According to the adage, justice must not only be done, but also be perceived as having been done. The city gate was the only location in the ancient Israelites' city where openness was assured.
Although it was a remarkably progressive legal system for its time, it appears that official corruption was not fully prevented. Amos scathingly observed, seemingly in reference to himself, "They loathe the one who reproves in the gate," and he railed against those "who afflict the righteous, who demand a bribe, and push aside the needy in the gate" (Amos 5).
Israelite entrance at Dan
In northern Israel, close to the Lebanese border, on a massive 70-acre mound called Tel Dan, there is a well-preserved example of a city gate. The late Dr. Avraham Biran of Hebrew Union College excavated the site for many years, revealing an outstanding Israelite city-gate complex.
Biran assigned the early 9th century B.C.E., or King Ahab's reign, as the date for the Israelite gate.
A cobblestone approach way climbs to the outer gate from the outside of the city. The courtyard, which is beyond the door jambs, threshold, and door stop, has an inner gate comparable to the first one on its far side. There seems to have been higher-story buildings overlooking the city's weak entrance, which were likely a part of its fortifications.
Another intriguing element of the Israelite gate at Tel Dan is a raised square platform with two stairs leading up to it. The platform's corners include round, ornate stone receptacles that may have been used to accommodate a canopy's poles.
Scholars are inclined to believe that the platform served as the base of the king's seat in the city gate, even if it is likely that it served a cultic purpose. Next to it is an unadorned "standing stone," which is frequently thought of as an abstract representation of a deity. He may use this location to render judgment or merely to display his magnificence.
Unusually for the time, the Israelite king would walk out and interact with his subjects, practically acting as a constitutional monarch in an era of absolutism.
A notable Canaanite-era gate, one of the oldest of its sort remaining surviving in the world, can be seen in ancient Dan as well:
"In the gate" is King David.
Although it did not occur in Dan, a fascinating biblical illustration of this royal phenomenon is Absalom's uprising against King David in the early 10th century B.C.E.
After Absalom's initial victory, David was compelled to cross the Jordan River and seek safety at Mahanaim. At the height of the uprising, David's army defeated the loyalist and rebel troops in a battle in the woodland of Ephraim.

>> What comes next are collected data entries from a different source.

PR #356, opened 2023-04-24
Fix `test-pipelines.yml` and add host memory profiling to `RUN_SLOW=true` workflows

HMellor:
# What does this PR do?

Since the tests are parallelised, you can have `n` models compiling at the same time. It's possible that this can cause the CI runner to use all available memory and start using swap, which slows the runner down dramatically.

This PR should prevent that from happening in `test-pipeliens.yml` and add some host memory monitoring so we can identify if it happens again in the future.

## Before submitting


HMellor:
See https://github.com/huggingface/optimum-graphcore/actions/runs/4786164311 for an example memory profile artefact

jimypbr (approved):

PR #357, opened 2023-04-24
On device text generation POC for greedy search

katalinic-gc:
# What does this PR do?

Enabled via `on_device_generation_steps=on_device_generation_steps` kwarg to `model.parallelize`. Assumes KV caching is enabled, so will only work with Whisper for now.

There is an outstanding task to reconcile `generation_step` and `absolute_step` aka `cur_len - 1` usage since self-attn KV caching currently does not support a context of more than a single token.

## Before submitting


optimum/graphcore/generation/utils.py
```diff
@@ -1482,3 +1415,162 @@ def beam_sample(
...
+                new_max_length = max_length - on_device_generation_steps
+                logger.info(
+                    f"Temporarily adapting `max_length` from {max_length} to {new_max_length} for on device generation."
+                )
+                stopping_criterion = copy.deepcopy(stopping_criterion)
+                stopping_criterion.max_length = new_max_length
+            adapted_stopping_criteria.append(stopping_criterion)
+        return StoppingCriteriaList(adapted_stopping_criteria)
+
+    def _prepare_inputs_for_on_device_generation(self, model_inputs, on_device_generation_steps, batch_size):
```
jimypbr, line 1454: add a comment to say what this function is doing?

jimypbr (commented):
Looks great. Just add some comments and docstrings in a couple places that seemed complicated

jimypbr (approved):

PR #361, opened 2023-04-25
Update `actions/*` to fix Node.js warnings

HMellor:
# What does this PR do?

Should remove warnings in jobs caused by outdated version of Node.js used in `actions/checkout@v2` and `actions/setup-python@v2`

## Before submitting


jimypbr:
Now showing warning:
```
Node.js 12 actions are deprecated. Please update the following actions to use Node.js 16: actions/setup-python@v2. For more information see: https://github.blog/changelog/2022-09-22-github-actions-all-actions-will-begin-running-on-node16-instead-of-node12/.
```

PR #149, opened 2024-01-11
SUSHI and GoFSH version updates, minor version updates

jafeltra:
This PR updates minor and patch versions of dependencies where possible.

It also updates to the latest versions of SUSHI and GoFSH. In order to get them to work in FSH Online, I had to use the latest version of `antlr4`, so I added an `override` in `package.json` to override the `antlr4` versions specified by both SUSHI and GoFSH. Using the latest version let us take advantage of a fix to the package entrypoints. I did locally test out updating `antlr4` to this new version in both SUSHI and GoFSH, and nothing seemed to break, so I think this override is safe to use. Once a released version of SUSHI and GoFSH each use the new version, the override can be removed.

Also, with the fixes in the newer `antlr4` version, the Jest resolver we previously needed is no longer needed, so I removed it. While there were some useful links in the file, it will live on in version history, so I got rid of it.


mint-thompson (approved):
Tested this out locally and everything appears to be in good working order. Hooray for updates!!

PR #150, opened 2024-01-23
Update to SUSHI 3.6.1 and GoFSH 2.3.0

jafeltra:
Updates to use the latest SUSHI and GoFSH.

I tested out the same Code System that caused an issue between the previous SUSHI and GoFSH versions, and things seem to be corrected.


cmoesel (approved):
This looks good! I've also tested it out locally and confirmed it works as expected (and fixes the bug).

PR #151, opened 2024-02-02
Update display for resources without id or resourceType

jafeltra:
This PR improves handling for examples of Logical Models (or any JSON) that does not have an `id`. If there is no `id`, we try to calculate a related "display" to use in the sidebar on the right and on the top of the editor next to "FHIR JSON:". If there is no `id` or `resourceType`, then we'll fall back to the usual 'Untitled'.

To test this, you can try out using the new example of logical models that was recently contributed on this branch: [here](https://fshschool.org/FSHOnline/#/share/4botLUg).

### DIFF
--- a/src/components/JSONOutput.js
+++ b/src/components/JSONOutput.js
@@ -114,6 +114,18 @@ const checkFshType = (def) => {
   return null;
 };
 
+const checkIdToDisplay = (def) => {
+  if (def.id) {
+    return def.id;
+  }
+  if (def.resourceType) {
+    // Logical Models don't always have an id, so fall back to last part of the resourceType
+    return def.resourceType.substring(def.resourceType.lastIndexOf('/') + 1);
+  }
+  // If can't determine an id or a best guess from the resourceType, just return 'Untitled'
+  return 'Untitled';
+};
+
 // Flatten the package so we can render and navigate it more easily,
 // but keep high level attributes we'll need accessible
 const getIterablePackage = (defsPackage) => {
@@ -126,7 +138,11 @@ const getIterablePackage = (defsPackage) => {
     ...defsPackage.valueSets,
     ...defsPackage.codeSystems
   ];
-  return defArray.map((def) => ({ resourceType: checkFshType(def), id: def.id, def: JSON.stringify(def, null, 2) }));
+  return defArray.map((def) => ({
+    resourceType: checkFshType(def),
+    id: checkIdToDisplay(def),
+    def: JSON.stringify(def, null, 2)
+  }));
 };
 
 export default function JSONOutput(props) {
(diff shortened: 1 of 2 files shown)


cmoesel (commented):
This works. I think my only comment is that although I was the one who recommended just taking the last part of the `resourceType`, I wonder if we should also prepend it with `Instance Of` or append it w/ `Instance`. I was a little surprised when I ran the example and saw `Aquarium` twice on the right-hand side -- and then I realized why. But maybe `Instance of Aquarium` or `Aquarium Instance` would have been better.

The most ideal solution, however, would be to use the name that the author used in the FSH (which was `ExampleAquarium` here). Is there any way to tie back to that or is it all too abstracted away from us to reconnect it?

jafeltra:
> I was a little surprised when I ran the example and saw `Aquarium` twice on the right-hand side -- and then I realized why. But maybe `Instance of Aquarium` or `Aquarium Instance` would have been better.

I also felt this way when I first saw it, so knowing you did too, maybe it is worth switching to something like this. I convinced myself it was okay because one "Aquarium" should be in the "Instances" section and the other should be in the "Logical Models" section. But you're right that it is a little jarring, so maybe I can figure out something better.

> The most ideal solution, however, would be to use the name that the author used in the FSH (which was ExampleAquarium here). Is there any way to tie back to that or is it all too abstracted away from us to reconnect it?

The issue with this approach is that when we're displaying all the FHIR JSON output on the right hand side, we only know about the FHIR resources that SUSHI outputs. The `ExampleAquarium` name here is only used in the FSH and never translated into the FHIR resource at all. So there isn't a straightforward way to know the FSH names or re-associate them.

I can look into some options to make the name clearer. Maybe there's something I'm missing.

jafeltra:
> I can look into some options to make the name clearer. Maybe there's something I'm missing.

@cmoesel - I looked into this for a bit and realized that the `_instanceMeta` from SUSHI is helpful here and has what we really want (`ExampleAquarium`). However, we use `JSON.stringify` in FSH Online to display the instances in the editor, which uses the `toJSON` from `InstanceExporter`, which strips out the `_instanceMeta`. I was able to update how `JSON.stringify` handles instances to avoid doing this, but it is not trivial to keep the metadata around where we need it without displaying it in the editor. Before I spent more time trying to find the right way to pass along this info, I wanted to check in with you on what you think about alternate displays, like `Aquarium Instance`.

jafeltra:
After chatting about it offline, [02f7353](https://github.com/FSHSchool/FSHOnline/pull/151/commits/02f7353dabc8ab80cddf8ddbdc9c8f022d0bb22e) updates this PR to say "Instance of <resourceType>". This hopefully makes it clearer that the label we use isn't an `id` but gives the most information we can without refactoring the component right now. This case should really only come up from SUSHI when you have an instance of a Logical Model that doesn't have an `id` element. It could also come up if someone was hand typing some JSON or deleted the relevant properties from a full JSON. But I think the current way it is handled is still accurate for those cases.

cmoesel (approved):
Looks good to me and lines up w/ our previous decision as a team. Thanks!

mint-thompson (approved):

PR #153, opened 2024-02-21
Update automatically loaded dependencies

jafeltra:
This PR updates FSH Online to automatically load dependencies that are more in line with SUSHI's current implementation. We use the `latest` version of `hl7.fhir.uv.tools` (rather than `current`, like SUSHI) because FSH Online does not support `current` versions at the moment. The `hl7.terminology` and `hl7.fhir.uv.extensions` packages are now loaded based on the current FHIR version being used, similar to SUSHI.

I made a small refactor to the code in the second commit because it seemed simpler.

You can test this by changing to the different FHIR versions FSH Online supports and ensuring that the proper packages are loaded for each one.

### DIFF
--- a/src/utils/FSHHelpers.js
+++ b/src/utils/FSHHelpers.js
@@ -242,16 +242,32 @@ function addCoreFHIRVersionAndAutomaticDependencies(dependencies, coreFHIRVersio
   if (!hasCoreFHIR) {
     dependenciesToAdd.push(coreFHIRPackage);
   }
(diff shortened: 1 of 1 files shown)


cmoesel (changes requested):
Thanks for doing this. There is a little squishiness with R4/R4B that works now but could cause problems in the future if new automatic dependencies are added with specific R4 or R4B packages. I've also suggested a couple of other possible refactorings to consider. Since we don't support as many FHIR versions as SUSHI does, I think we can have a simpler approach than SUSHI's.

cmoesel (approved):
Hurray for free packages!

PR #156, opened 2024-04-16
Update to SUSHI 3.9.0 and GoFSH 2.3.1

jafeltra:
Updates to the latest SUSHI and GoFSH versions.

I tested out new features from both, and everything worked as expected. I did have to add the same override we needed for SUSHI now that we're using a newer GoFSH.

### DIFF
--- a/package-lock.json
+++ b/package-lock.json
@@ -19,8 +19,8 @@
         "browserify-zlib": "^0.2.0",
         "codemirror": "^5.65.16",
         "file-saver": "^2.0.5",
-        "fsh-sushi": "^3.8.0",
-        "gofsh": "^2.3.0",
+        "fsh-sushi": "^3.9.0",
+        "gofsh": "^2.3.1",
         "jszip": "^3.10.1",
         "lodash": "^4.17.21",
         "react": "^16.13.1",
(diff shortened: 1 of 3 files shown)


cmoesel (changes requested):
When I run `npm install`, I get changes in my `package-lock.json`. They seem to be related to `https-proxy-agent` in `fhir-package-loader`.

When I run `npm run build`, the build fails:
> Failed to compile.
>
> ./node_modules/fhir-package-loader/node_modules/https-proxy-agent/dist/index.js 70:29
> Module parse failed: Unexpected token (70:29)

It seems like maybe you need to add that override for `fhir-package-loader` as well?

jafeltra:
Oh wow, I'm not sure how I missed that. Thanks for catching it!

jafeltra:
It turns out that `gofsh` doesn't actually directly include `https-proxy-agent` and just uses it through `fhir-package-loader`. I switched the override to be `fhir-package-loader` and that seemed to fix things. I also don't get any more changes locally in `package-lock.json`. Let me know if both of those issues are resolved for you as well.

cmoesel (approved):
It's good!

PR #158, opened 2024-05-31
Migrate from Create React App to Vite

jafeltra:
This PR removes the Create React App framework and migrates to the [Vite](https://vitejs.dev/) framework. This will (hopefully) make maintenance going forward easier to manage with a lighter weight, currently maintained framework. There were quite a few things that changed and I tried to keep them in relatively separate commits, but I've included a brief summary of the changes here:

- Moved `AppRouter` out of `utils` since it didn't really make sense as a util
- Switched all source and test files with React component to be `.jsx` files
- Removed `react-scripts`, `react-app-rewired`, and the serviceWorker code since they are CRA specific
- Added and configured a `vite.config.mjs` file
- Moved `index.html` and updated it for Vite
- Renamed env vars to have VITE_ prefix and used `import.meta` in place of `process.env`
- Stubbed out packages that are file system specific that FSH Online does not need and fhir/fhir because it is used by SUSHI but will never be needed in FSH Online
- Updated ESLint configuration to no longer rely on CRA
- Switched to React 17
- Switched to Node 20
- Switched from Jest (included with react-scripts) to Vitest
- Updated the README to remove references to CRA
- Removed the `bitly` dependency and just make the two calls we need with `fetch` directly

To test this, you should
- `npm install` (it might be good to first delete `node_modules` if you have it to start fresh)
  - I regenerated the `package-lock.json` a few times to make sure it was up to date, so make sure there are no changes after you do an install
- use `npm start` to run the development server
- test the app to make sure it works as expected
  - Try using SUSHI, using GoFSH, loading a Share link, saving FSH/JSON/all files, and using the Examples.
  - Also, remove any saved definitions from your browser's storage in IndexedDB and then try to run SUSHI/GoFSH to ensure packages can still be loaded properly
- use `npm run build` to build a static, production build (this will be in `dist` now, not `build`, since that's the Vite default)
- use `npm run preview` to serve the static build and test this out in the same way as above
- use `npm test` to make sure the tests run and pass
- use `npm run lint` and `npm run prettier` to ensure the updated configuration works as expected

Two other things to note:
- To get the "format on save" to work in VS Code, I did have to add a File Association in my editor settings. Let me know if you run into the same thing and I can help.
- I think I used the `base` property in the `vite.config.mjs` file properly so that the deployment will work, but if anyone notices anything that might specifically be off there, please let me know.


.github/workflows/deploy-workflow.yaml
```diff
@@ -13,11 +13,11 @@ jobs:
       - uses: actions/checkout@v1
       - uses: actions/setup-node@v1
         with:
-          node-version: '18'
+          node-version: '20'
       - run: npm install
       - run: npm run build
         env:
-          REACT_APP_BITLY_KEY: ${{ secrets.REACT_APP_BITLY_KEY }}
+          VITE_BITLY_KEY: ${{ secrets.VITE_BITLY_KEY }}
```
cmoesel, line 20: I think this means we'll need to remember to update the SECRETS in the GitHub settings too, right?

.github/workflows/deploy-workflow.yaml
```diff
@@ -13,11 +13,11 @@ jobs:
...
       - name: Publish build to github pages
         uses: peaceiris/actions-gh-pages@v3.5.7
         with:
```
cmoesel, line 23: It won't let me comment on line 25 below, so this is the closest I can get. Anyway, since Vite builds to `dist` and not `build`, I think we need to change `publish_dir` from `build` to `dist`.

index.html
```diff
@@ -2,44 +2,36 @@
...
 
     <meta name="twitter:title" content="FSH Online"/>
     <meta name="twitter:description" content="A web playground to write and share FHIR Shorthand. It's so fun, you're guaranteed to get hooked!"/>
     <meta property="twitter:url" content="/FSHOnline"/>
     <meta name="twitter:card" content="summary"/>
-    <meta name="twitter:image" content="%PUBLIC_URL%/FSH-online-logo.png"/>
+    <meta name="twitter:image" content="/FSH-online-logo.png"/>
 
-    <link rel="apple-touch-icon" href="%PUBLIC_URL%/logo192.png" />
+    <link rel="apple-touch-icon" href="/favicon.ico" />
```
cmoesel, line 21: Was this just wrong before?

src/components/CodeMirrorComponent.jsx
```diff
@@ -13,15 +13,15 @@ import 'codemirror/lib/codemirror.css';
...
-require('codemirror/addon/scroll/simplescrollbars');
+import 'codemirror/addon/mode/simple';
+import 'codemirror/addon/edit/closebrackets';
+import 'codemirror/addon/display/placeholder';
+import 'codemirror/addon/comment/comment';
+import 'codemirror/addon/fold/foldgutter';
+import 'codemirror/addon/fold/brace-fold';
+import 'codemirror/mode/xml/xml';
+import 'codemirror/mode/javascript/javascript';
+import 'codemirror/addon/scroll/simplescrollbars';
```
cmoesel, line 24: Weird. Did we use `require` for a _reason_ before? Or was it just an oversight?

src/components/JSONOutput.jsx
```diff
@@ -305,7 +305,7 @@ export default function JSONOutput(props) {
       new Blob([def]),
       resourceObj?.resourceType && resourceObj?.id
         ? `${resourceObj.resourceType}-${resourceObj.id}.json`
-        : `${name}.json`
+        : `${defaultName}.json`
```
cmoesel, line 308: Whoops. Good catch!

src/tests/components/ShareLink.test.jsx
```diff
@@ -4,20 +4,26 @@ import { unmountComponentAtNode } from 'react-dom';
...
 import * as bitlyWorker from '../../utils/BitlyWorker';
-import Zlib from 'browserify-zlib';
 
 // Mock copy to clipboard since we don't need to test the component itself
-jest.mock('copy-to-clipboard', () => {
-  return jest.fn();
+vi.mock('copy-to-clipboard', () => ({
+  default: vi.fn()
+}));
+const { deflateSpy } = vi.hoisted(() => {
```
cmoesel, line 12: `vi.hoisted`! Intriguing!

src/tests/utils/Load.test.js
```diff
@@ -17,7 +17,7 @@ describe('#unzipDependencies', () => {
   });
 
   it('should make an http request and extract data from the resulting zip file', async () => {
-    const scope = nock('https://packages.fhir.org')
+    const scope = nock('http://packages.fhir.org')
```
cmoesel, line 20: So what's this all about?

src/utils/BitlyWorker.js
```diff
@@ -1,36 +1,30 @@
...
-          console.error(
-            'Error: REACT_APP_BITLY_KEY needs to be set as an environment variable in order to share FSH Online links.'
-          );
-          resolve({ link: undefined, errorNeeded: true });
-        } else {
-          resolve({ link: undefined, errorNeeded: true });
-        }
-      });
-  });
+  return fetch('https://api-ssl.bitly.com/v4/shorten', {
```
cmoesel, line 2: Just curious -- was the `bitly` library causing issues? Not maintained? Or did you just decide that bitly is easy enough that we don't need another dependency just for bitly?

cmoesel (changes requested):
I have not tested this yet, but I did a sweep through the code changes. Everything looks pretty awesome. I like it!

I did find one thing that I'm pretty sure needs changing (the deploy action). I also left a few comments and questions -- many of which probably don't require changes.

Thanks for working this all out. I am personally convinced that it will be easier to maintain in the future. So thank you.

.github/workflows/deploy-workflow.yaml
jafeltra: Yep. I already added a new secret to Github. I can remove the old one once this is deployed since it won't be needed anymore.

.github/workflows/deploy-workflow.yaml
jafeltra: Oh good catch. I'll update this.

index.html
jafeltra: Yeah it was. You can see this even on the currently deployed version. There's a 404 error because it can't find that file. We deleted that file, which was a React logo added by CRA, but we never updated the reference to it. I believe the `apple-touch-icon` is used as the app cover, so I don't think it ever affected anything on the browser, so it hadn't really mattered, but I just cleaned it up while I was in the file.

src/components/CodeMirrorComponent.jsx
jafeltra: I'm not sure why we had `require` before. Maybe that's what it had in the documentation and we just mimicked it? But Vite complained about it, and it seemed to still work this way, so I changed it.

src/tests/components/ShareLink.test.jsx
jafeltra: This was the only way I could figure out how to mock `browserify-zlib` and have access to the mocked function to check what it was called with. Because the vi.mock gets lifted to the top of the file, I had to use the vi.hoisted to make sure the `deflateSpy` mock was available before the vi.mock is created. If you know of a better way to do this, I'm happy to change it.

src/tests/utils/Load.test.js
jafeltra: This is what happened when I mocked `https` in the `nodePolyfills` plugin. I really can't explain why things broke or why this fixed it.

src/utils/BitlyWorker.js
jafeltra: All of the above actually. The `bitly` library was using an old version of axios that was reporting an issue in `npm audit`. When I looked at the library, it hadn't been updated in a while and the calls were easy enough when I looked at the documentation, so I figured it was worth updating to remove the dependency.

.github/workflows/deploy-workflow.yaml
jafeltra: Updated in [94697af](https://github.com/FSHSchool/FSHOnline/pull/158/commits/94697af9b14905d2262bd658391a8b7d819c2b16).

cmoesel (changes requested):
The changes looks good.

This works great when I run `npm start`.

When I run `npm run build`, followed by `npm run preview`, however, it doesn't work so well. When I load it in my browser, I get a blank white screen and the following error in my browser console:
```
vendor-DGUO_56M.js:905 Uncaught TypeError: Object.defineProperty called on non-object
    at Function.defineProperty (<anonymous>)
    at p5t (vendor-DGUO_56M.js:905:8567)
    at vendor-DGUO_56M.js:906:1693
    at oW (vendor-DGUO_56M.js:906:1710)
    at vendor-DGUO_56M.js:646:1463
    at n3t (vendor-DGUO_56M.js:711:1483)
    at vendor-DGUO_56M.js:711:5258
    at yl (vendor-DGUO_56M.js:711:5294)
    at vendor-DGUO_56M.js:711:5473
    at vendor-DGUO_56M.js:712:6144
```

Looking at the first location in the stack, it's trying define `__esModule` on something -- but it's hard to tell what that something is due to code minimization. It seems to be somewhere in the package loading code.

CleanShot 2024-06-07 at 15 00 55

jafeltra:
@cmoesel - thanks for noticing the build issue. I was able to reproduce it, but I wasn't able to reliable reproduce it. I could run the `build` and `preview` tasks, and it would break only about 1 out of 3 times. I tried a few different ways around this, and the only way I've found so far is defining the variable that is sometimes undefined globally in the configuration ([d9c06c8](https://github.com/FSHSchool/FSHOnline/pull/158/commits/d9c06c88c49eea99eaedc97b11abec25d6ba3650)). I'm not super satisfied with this fix, but it seems to reliable build and I haven't found anything else that did that. Do you mind taking a look and letting me know what you think?

I also updated a few dependencies that had gotten out of date ([899593c](https://github.com/FSHSchool/FSHOnline/pull/158/commits/899593ca76ed2e2383034ae3720a93e13ef4a1a8)), ran an `npm audit fix` ([3686de8](https://github.com/FSHSchool/FSHOnline/pull/158/commits/3686de8f0c7c8c75ed9b5be0f1b26f91fe317209)), and updated to the latest SUSHI ([8d42241](https://github.com/FSHSchool/FSHOnline/pull/158/commits/8d42241e82ccd1955c108f76f2b5823198895f34)).

cmoesel (approved):
Thank you, Julia, for this monumental effort. It looks great and works great. Good riddance, CRA!

mint-thompson (approved):
hooray for vite!

PR #159, opened 2024-06-10
Text editors support line wrapping

KaelynJefferson:
This PR includes:
- Functionality to display code with line wrapping in the code editors
- Checkbox for user selection of this functionality

### DIFF
--- a/src/App.js
+++ b/src/App.js
@@ -216,7 +216,7 @@ export default function App(props) {
   const [isDragging, setIsDragging] = useState(false);
   const [configToShare, setConfigToShare] = useState({ canonical: '', version: '', fhirVersion: [], dependencies: '' });
   const [sharedConfig, setSharedConfig] = useState({});
-  const [textWrapped, setTextWrapped] = useState(false);
+  const [isLineWrapped, setIsLineWrapped] = useState(false);
 
   useEffect(() => {
     async function waitForFSH() {
@@ -314,8 +314,8 @@ export default function App(props) {
     setIsDragging(false);
   }
 
-  function setTextWrap(wrapSelected) {
-    setTextWrapped(wrapSelected);
+  function setLineWrap(wrapSelected) {
+    setIsLineWrapped(wrapSelected);
   }
 
   function debouncedMove(clientX) {
@@ -414,8 +414,8 @@ export default function App(props) {
             exampleMetadata={exampleFilePaths}
             isWaiting={isWaitingForFSHOutput || isWaitingForFHIROutput}
             saveAll={saveAll}
-            setTextWrap={setTextWrap}
-            textWrapped={textWrapped}
+            setIsLineWrapped={setLineWrap}
+            isLineWrapped={isLineWrapped}
           />
         </div>
         <div className={expandConsole ? classes.collapsedMain : classes.expandedMain}>
@@ -440,7 +440,7 @@ export default function App(props) {
                   isWaiting={isWaitingForFSHOutput}
                   setInitialText={setInitialText}
                   config={configToShare}
-                  textWrapped={textWrapped}
+                  isLineWrapped={isLineWrapped}
                 />
               </Grid>
               <Grid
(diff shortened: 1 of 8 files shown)


mint-thompson (approved):
Hooray for line wrapping!

src/App.js
```diff
@@ -216,6 +216,7 @@ export default function App(props) {
   const [isDragging, setIsDragging] = useState(false);
   const [configToShare, setConfigToShare] = useState({ canonical: '', version: '', fhirVersion: [], dependencies: '' });
   const [sharedConfig, setSharedConfig] = useState({});
+  const [textWrapped, setTextWrapped] = useState(false);
```
cmoesel, line 219: I noticed that in some places you call this text wrap and in other you call it line wrap. Unless there is a reason for the distinction, I think it might be good to call it the same thing everywhere (and I _think_ line wrap is more common).

Also, since it is a boolean, it might be more consistent with the conventions seen in the rest of this code to call it `isLineWrapped` and `setIsLineWrapped`.

src/components/FSHControls.js
```diff
@@ -116,6 +116,7 @@ export default function FSHControls(props) {
   const [fhirVersion, setFhirVersion] = useState('');
   const [dependencies, setDependencies] = useState('');
   const [isGoFSHIndented, setIsGoFSHIndented] = useState(false);
+  const [isGoFSHLineWrap, setIsGoFSHLineWrap] = useState(props.textWrapped);
```
cmoesel, line 119: Why is this called `isGoFSHLineWrap` and `setIsGoFSHLineWrap`? I think it applies to both sides of the app, so a more appropriate name might be `isEditorLineWrap` and `setEditorLineWrap` -- or even just `isLineWrap` and `setLineWrap`.

cmoesel (changes requested):
This feature works very well. I like it!

I noticed some inconsistencies in how we name things in the code. I think it might be easier for future maintainers if we are consistent in our naming.

src/tests/components/FSHControls.test.js
```diff
@@ -242,6 +242,52 @@ it('calls GoFSH with the indent option if the configuration checkbox is checked'
...
+    expect(isLineWrappedCheckbox).toBeChecked();
+    expect(resetLogMessages).toHaveBeenCalledTimes(1);
+    expect(runGoFSHSpy).toHaveBeenCalledWith([JSON.stringify(examplePatient, null, 2)], {
+      dependencies: [],
+      indent: false
+    }); // No IG resource added because canonical and version set to defaults
+    expect(onGoFSHClick).toHaveBeenCalledTimes(2);
+    expect(onGoFSHClick).toHaveBeenCalledWith('', true); // Loading
+    expect(onGoFSHClick).toHaveBeenCalledWith(simpleFsh, false);
+  });
```
jafeltra, line 288: I'm wondering about this test and what we really want to be testing. I don't think we need the checks on lines 280-287 because we don't really need to check the functions that get called as a result of trying to run GoFSH. That probably means we also don't need the actions on lines 273-276 to actually run GoFSH unless we're trying to use that to also check line wrapping in the GoFSH editor, but I don't think this test actually checks that right now.

That pretty much leaves the expect statement on 279 which checks if the checkbox is checked after we click it. I guess it is probably good to test that, so maybe it is worth keeping this test. It might be good to check that when you click the checkbox, that value makes it to the editor component, but that would require changing this test, and maybe not having the test in this file. I'm not sure if we have any tests that check the interaction between the components like that. If that gets complicated though, it might be worth stepping back and considering if that is worth testing.

jafeltra (changes requested):
I made a few comments inline. Let me know if you want to talk about any of them, especially the one about the test.

jafeltra (approved):
This looks good to me! The code and tests make sense and work as expected.

Since this configuration option is likely a personal preference that is pretty consistent, it might be nice to have the browser store this setting so it stays across refreshes and reopening the page. But that would be a separate task, if others even like it.

cmoesel (approved):
This works well! Thanks for the tests!

PR #162, opened 2024-06-21
Best Practices

jafeltra:
This PR adds the Best Practice document, a PR template, and updates the Contributing document with the latest updates.

This Best Practice document updates the testing framework bullet point to include the React Testing Library and removes the requirement to check coverage since we don't generate a coverage report in this repo. It also updates to use the `lint-fix` command that exists in this repo, and it turns out this repo never had a `prettier-fix` command, so I added one and documented the slight difference in command name. I also removed the requirement to update FSH School documentation since we don't document FSH Online there beyond linking it.

### DIFF
--- a/.github/pull_request_template.md
+++ b/.github/pull_request_template.md
@@ -1,0 +1,5 @@
+**Description:**
+
+**Testing Instructions:**
+
+**Related Issue:**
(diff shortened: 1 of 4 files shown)


cmoesel (approved):
This looks good. Thank you!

Awaiting word from the front lines, the king "was sitting between the two gates" of the city (perhaps Mahanaim). A runner informs him that the triumph is achieved, but Absalom has passed away. The king was deeply touched and went up to the apartment over the gate to weep.
According to the Bible, David's army was disheartened and their victory "changed into sadness." The king was fiercely confronted by Joab, David's commander, who chastised him for giving in to his personal grief and neglecting his troops and forewarned him of calamity if he didn't exercise his royal authority once more.
The king then rose and seated himself in the gate. All of the troops gathered in front of the king after being informed that he was sitting in the gate (2 Sam 18 & 19). After the restoration of allegiance, the rest is history, as they say.